Write out again only the lines that run from the start of the entries to the line containing "--- a/Kernel/platform/platform-rc2014/rc2014.s", both included.
Source records START
PR #1176, opened 2025-04-25
Fix RC2014 CH375 map/unmap user space

hechtus:
The user space was not mapped/unmapped correctly when ch375_rblock() or ch375_wblock() where called.

### DIFF
--- a/Kernel/platform/platform-rc2014/rc2014.s
+++ b/Kernel/platform/platform-rc2014/rc2014.s
@@ -1194,16 +1194,6 @@ snooze:
 	.globl _td_raw
 	.globl _td_page
 
-map:
-	ld	bc,#0x40BE		; 64 bytes port BE
-	ld	a,(_td_raw)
Source records END
Output of the task:
PR #1176, opened 2025-04-25
Fix RC2014 CH375 map/unmap user space

hechtus:
The user space was not mapped/unmapped correctly when ch375_rblock() or ch375_wblock() where called.

### DIFF
--- a/Kernel/platform/platform-rc2014/rc2014.s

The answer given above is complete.